There have been plenty of times where I have closed my eyes and fantasised about crying. I picture myself crumpled on the floor in a heap, messily clutching myself with tears flowing uncontrollably. I visualise the emotion just pouring out of me, the pain, the hurt, the anguish being exorcised. I dream of the cathartic release of those tears – not that I picture it freeing me of my depression, far from it. It’s just that sometimes the emotions need somewhere to go, a way of truly acknowledging them and working through them.
But the tears don’t come. On occasion I’ve curled up on the bed, alone, and tried to force it. It never works.
Is it the ‘big boys don’t cry’ mentality? Is it the distant memory of the pain felt the last time I cried when I was just a teenager? Perhaps I’m scared of the vulnerability. There have been times that I’ve felt close to tears and I’ve fought them back only to berate myself afterwards for fighting against the very thing I’m looking for. Maybe I have forgotten how or fear the loss of control it implies.
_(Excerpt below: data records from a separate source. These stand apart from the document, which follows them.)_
PR #545, opened 2022-03-04
feature: precompute yield share address to always be higher

RedFox20:


contracts/TempusPool.sol
```diff
@@ -105,8 +106,30 @@ abstract contract TempusPool is ITempusPool, ReentrancyGuard, Ownable, Versioned
 
         uint8 backingDecimals = _backingToken != address(0) ? IERC20Metadata(_backingToken).decimals() : 18;
         backingTokenONE = 10**backingDecimals;
+
         principalShare = new PrincipalShare(this, principalsData.name, principalsData.symbol, backingDecimals);
-        yieldShare = new YieldShare(this, yieldsData.name, yieldsData.symbol, backingDecimals);
+        yieldShare = deployYieldShare(yieldsData, backingDecimals);
```
mijovic, line 111: can we add `assert(address(yieldShare) > address(principalShare))`?

contracts/TempusPool.sol
```diff
@@ -105,8 +106,30 @@ abstract contract TempusPool is ITempusPool, ReentrancyGuard, Ownable, Versioned
...
+
+    function deployYieldShare(TokenData memory data, uint8 decimals) private returns (IPoolShare) {
+        bytes memory bytecode = bytes.concat(
+            type(YieldShare).creationCode,
+            abi.encode(address(this), data.name, data.symbol, decimals)
+        );
+        bytes32 bytecodeHash = keccak256(bytecode);
+
+        // we want Yields to have higher address than Principals
+        address minAddress = address(principalShare);
```
mijovic, line 122: Nice, we can now read immutables during construction time. This was introduced with some of the latest versions :)

contracts/TempusPool.sol
mijovic: Like this 
```suggestion
        yieldShare = deployYieldShare(yieldsData, backingDecimals);
        assert(address(yieldShare) > address(principalShare));
```

mijovic: Like this 
```suggestion
        yieldShare = deployYieldShare(yieldsData, backingDecimals);
        assert(address(yieldShare) > address(principalShare));
```

RedFox20: Hmm, yeah, I think this is needed, because there is no strict guarantee inside `deployYieldShare`.
Maybe I should put the assert in there instead?

RedFox20: Ok, I added this to `deployYieldShare()`: 
```ts
assert(deployedAddr == predicted);
```

mijovic (approved):

PR #548, opened 2022-03-07
Update stable math to use 0.8.*

mijovic:


contracts/amm/math/StableMath.sol
```diff
@@ -0,0 +1,480 @@
+// SPDX-License-Identifier: GPL-3.0-or-later
+
+pragma solidity ^0.8.0;
+
+import "./Math.sol";
+import "./FixedPoint.sol";
+
+contract StableMath {
```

I do fear that the lack of tears means I’m simply burying the emotions and that they will bite me at a later date – or perhaps are already biting me. The urge to cry is not constant and I don’t feel anywhere near my worst at the moment but the desire does still come back.
What it means and why it is, I don’t know, but one day I hope to allow the tears to flow. Welcoming the vulnerability, embracing the loss of control, being free.